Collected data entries
PR #310, opened 2018-10-08
Create subpods 'Core' and 'Auth'

schroepf:
Fix bug #198 by implementing the design suggested in [a comment in PR 218](https://github.com/openid/AppAuth-iOS/pull/218#issuecomment-427861770) this allows Cocoapods users to depend on:

- `AppAuth` if they need the fully blown AppAuth.framework (including platform specific APIs)
- `AppAuth/Core` if they cannot use platform specific APIs (like when running in an iOS App Extension)


julienbodet:
Great! I think you should also define a 'Core' framework target (and static library?) for those importing AppAuth via Carthage. Otherwise they still won't be able to import AppAuth in extensions.

WilliamDenniss:
Can you sign the [CLA](http://openid.net/intellectual-property/contribution-license-agreement/), or if you have post a link to the PDF?

schroepf:
Yes, sure: [Signed CLA](https://www.docusign.net/Member/EmailStart.aspx?a=2954cc73-d213-4d22-a6ac-e796dc1dd613&r=81eac43f-ad07-46f6-a565-28ed0a369ee7)

AppAuth.podspec
```diff
@@ -33,16 +33,21 @@ It follows the OAuth 2.0 for Native Apps best current practice
...
-  s.ios.source_files      = "Source/iOS/**/*.{h,m}"
-  s.ios.deployment_target = "7.0"
-  s.ios.frameworks        = "SafariServices", "AuthenticationServices"
-
-  # macOS
-  s.osx.source_files = "Source/macOS/**/*.{h,m}"
-  s.osx.deployment_target = '10.9'
+  s.subspec 'Core' do |core|
+     # subspec for users who don't want the authentication code
+     core.source_files = "Source/*.{h,m}"
```
WilliamDenniss: Can this line be moved outside the subspec?

AppAuth.podspec
```diff
@@ -33,16 +33,21 @@ It follows the OAuth 2.0 for Native Apps best current practice
   s.platforms    = { :ios => "7.0", :osx => "10.9", :watchos => "2.0", :tvos => "9.0" }
 
   s.source       = { :git => "https://github.com/openid/AppAuth-iOS.git", :tag => s.version }
-
-  s.source_files = "Source/*.{h,m}"
```
WilliamDenniss: Suggest reverting this (see below).

AppAuth.podspec
```diff
@@ -33,16 +33,21 @@ It follows the OAuth 2.0 for Native Apps best current practice
...
-
-  # macOS
-  s.osx.source_files = "Source/macOS/**/*.{h,m}"
-  s.osx.deployment_target = '10.9'
+  s.subspec 'Core' do |core|
+     # subspec for users who don't want the authentication code
+     core.source_files = "Source/*.{h,m}"
+  end
+
+  s.subspec 'Auth' do |auth|
```
WilliamDenniss: Let's call this "ExternalUserAgent" since that's what the functionality adds, and "AppAuth/Auth" has too many Auths in it :)

AppAuth.podspec
```diff
@@ -33,16 +33,21 @@ It follows the OAuth 2.0 for Native Apps best current practice
...
-  # iOS
-  s.ios.source_files      = "Source/iOS/**/*.{h,m}"
-  s.ios.deployment_target = "7.0"
-  s.ios.frameworks        = "SafariServices", "AuthenticationServices"
-
-  # macOS
-  s.osx.source_files = "Source/macOS/**/*.{h,m}"
-  s.osx.deployment_target = '10.9'
+  s.subspec 'Core' do |core|
+     # subspec for users who don't want the authentication code
```
WilliamDenniss: "subspec for users who don't need the external user agent implementations"

and move to above the s.subspec line.

Source/AppAuth.h
```diff
@@ -1,90 +0,0 @@
-/*! @file AppAuth.h
```
schroepf: Ok, I think I got the reason why this `AppAuth.h` was there (and why it's a bad idea to delete it... ;) ):
- it's not for Carthage (carthage uses the still existing `Source/Framework/AppAuth.h` (with all the `#import <AppAuth/...>` style imports
- this header file IS used by cocoapods users, but I didn't notice as I was testing with the `Example-iOS_ObjC` sample project which imported the `AppAuth.h` right via the "Header Search Path"  (which is set to "../../Source/*") and not the `<AppAuth/AppAuth.h>` header which should have been bundled with the pod
- the `Example-macOS` project uses the correct import an actual app would probably also use:
  ```
  #import <AppAuth/AppAuth.h>
  ```
  and this example project fails to build due to the missing `AppAuth.h` file

AppAuth.podspec
schroepf: done

AppAuth.podspec
schroepf: yes, I agree... I also thought about better alternatives to "Auth" (like "Native" or "Platform") but they didn't really fit... so yes... "ExternalUserAgent" it is...

AppAuth.podspec
schroepf: the reason why I had to put it inside the subspec is the following cocoapods error:

```
[!] The `AppAuth` pod failed to validate due to 1 error:
    - ERROR | File Patterns: The AppAuth/Core (0.94.0) spec is empty (no source files, resources, resource_bundles, preserve paths, vendored_libraries, vendored_frameworks, dependencies, nor subspecs).
```

so as long as the subspec remains empty cocoapods refuses to build the pod...

AppAuth.podspec
schroepf: due to the cocoapods error for empty subspecs (refer to my other comment) I had to add at least something to the subspec, so I decided to move the `source_files` into the `Core` subspec...

Source/AppAuth.h
schroepf: After a lot of trial and error I thought I found a solution for the header problem:
Restore the `AppAuth.h` and split its contents up into: `AppAuthCore.h`, `iOS/AppAuth.h` and `macOS/AppAuth.h` (and have the two `AppAuth.h` files import `AppAuthCore.h`. All the Example and all of my test projects could deal with that solution via a CocoaPods dependency.

But as it turned out having two AppAuth.h files in the project breaks the .framework builds and the CI is failing with my last commit.

I also tried to implement the proposed solution from [this comment](https://github.com/openid/AppAuth-iOS/issues/198#issuecomment-428158360) and tried to use a preprocessor macro and `#ifdef` statements to fix the original header file but couldn't find a way to set the preprocessor macro depending on the subspec from the podspec.

And the longer I think about it, and considering [this comment](https://github.com/openid/AppAuth-iOS/pull/310#issuecomment-428017038) it appears to me that maybe the usage of subspecs isn't the correct way to implement this. And maybe the original approach to create a separate podspec for the core framework (+ separate build targets to build a core framework via carthage) would be a better way to solve the issues...

AppAuth.podspec
schroepf: `AppAuth/Core` will work, because that's the subspec which includes all the files in `Source/*.{h,m}` ;-)

But those who include `AppAuth/ExternalUserAgent` explicitly will also work, because the `ExternalUserAgent` subspec has specified `AppAuth/Core` as its dependency

Source/AppAuth.h
julienbodet: > I also tried to implement the proposed solution from this comment and tried to use a preprocessor macro and #ifdef statements to fix the original header file but couldn't find a way to set the preprocessor macro depending on the subspec from the podspec.

What did you try to set the preprocessor macro depending on the subspec?

Did you try adding the following to the `AppAuth/ExternalUserAgent` subspec?

`externalUserAgent.xcconfig = { 'OTHER_CFLAGS' => '$(inherited) -MY_PREPROCESSOR_MACRO' }`

as explained [here](http://www.dbotha.com/2014/12/04/optional-cocoapod-dependencies/).

schroepf: to be honest no... I think I used `GCC_PREPROCESSOR_DEFINITIONS` instead of `OTHER_CFLAGS`.... I'll give it one more try...

Source/AppAuth.h
```diff
@@ -41,6 +41,8 @@
 #import "OIDTokenUtilities.h"
 #import "OIDURLSessionProvider.h"
 
+#ifdef APPAUTH_USERAGENT
```
WilliamDenniss: This will break existing users who are not using Pods, needs to be inverted (#ifndef _NO_APPAUTH_USERAGENT and define it in Core).

AppAuth.podspec
WilliamDenniss: Ah ok, sounds good.

Source/AppAuth.h
julienbodet: I don't think it'll work by inverting this because Core is now included as a dependency in ExternalUserAgent, so I guess this macro will always be defined... And also if no spec is specified in the user podfile, I think all specs will be included.

If this is confirmed, maybe another solution is to have ExternalUserAgent as a default_subspec and include all the files under Source folder in it.

I'll try to test it.

WilliamDenniss: Good points, look forward to hearing the results of your experiment!

julienbodet: I confirm that the flag is always defined no matter which subspec is specified in the Podfile. And I also had another problem when importing `pod AppAuth/Core` in a Swift project, #ifndef seems to be ignored and iOS specific files/types are imported...

schroepf: I didn't have much time to test this yet, but I also couldn't make it work with defining `default_subspec` and inverting the preprocessor macro (i.e. using `#ifndef NO_APPAUTH_USERAGENT`) in the header...

But I'm still thinking if it's really a problem to keep the existing logic (i.e. `#ifdef APPAUTH_USERAGENT`).... in my current understanding the `AppAuth.h` is currently used exclusively for the CocoaPods build. Carthage/manual framework builds use another AppAuth.h header. So do we really need to consider users who are not using Pods in this header file?

WilliamDenniss: If they're using a different header, then I guess it should be fine to keep the existing logic, assuming this file is only used in the Cocoapods environment, where this will always be defined.

Do all the samples (both Cocoapods and Carthage) compile with this PR as it is currently?

@julienbodet can you review & LGTM when/if you confirm that this PR looks good for your use-cases?

schroepf: I guess I need to do some more testing. Although the examples seem to build just fine I'm having issues (in my own project) that at runtime the user agent extension methods of cannot be found:

```
+[OIDAuthState authStateByPresentingAuthorizationRequest:presentingViewController:callback:]: unrecognized selector sent to class 0x10cf7c9f0
```

schroepf:
@WilliamDenniss  @julienbodet : I created an alternative pull request (#313)  which doesn't use cocoapod's subspec feature but introduces a dedicated `AppAuthCore` podspec (similar to what `RxSwift` does). So far I couldn't find any issues with this approach. And what I like about it is that we can implement a consistent solution for carthage (or plain framework) users just by creating an additional `AppAuthCore.framework`.

Source/AppAuth.h
schroepf: Please let me know if calling the category functions works on your side .. but I couldn't make it work for me yet. Seems like the `-ObjC` flag isn't working for subpods or something like that.

WilliamDenniss: Couple of things: 1) I think the headers should match, ideally, divergence just confuses things – and Carthage users probably need this too! 2) The other way to retain the #if logic is to add that define to the xcodeproj build settings so that Carthage users will have it defined, that way they won't break when they upgrade either.

I've gone an implemented this in #318, and I added a new framework target so Carthage users can build with extensions too.

In my testing it works, note that I defined the variable in `GCC_PREPROCESSOR_DEFINITIONS` rather than `OTHER_CFLAGS` in this PR.

schroepf:
I gueass we can close this PR as it's superseded by #320

WilliamDenniss:
Sure thing. Thanks for all your work on this, I've added you to the CONTRIBUTORS acknowledgement file. Good team effort.

PR #313, opened 2018-10-13
Introduce AppAuthCore podspec

schroepf:
Fix bug #198 by implementing a dedicated `AppAuthCore.podspec` which includes only core AppAuth classes but no platform specific user agent code. Cocoapods users can depend on:

- `AppAuth` pod if they need the fully blown AppAuth.framework (including platform specific APIs)
- `AppAuthCore` pod if they cannot use platform specific APIs (like when running in an iOS App Extension)


WilliamDenniss:
Thanks for working on this variant. I'd rather not maintain more podspecs if we don't need to, as it adds more maintenance overhead. Let's try and solve this with subspecs, since this is precisely what subspecs are designed for.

# The task
In the entries above, how many lines include the word "tried"? Only the number should be given.

# Written response
2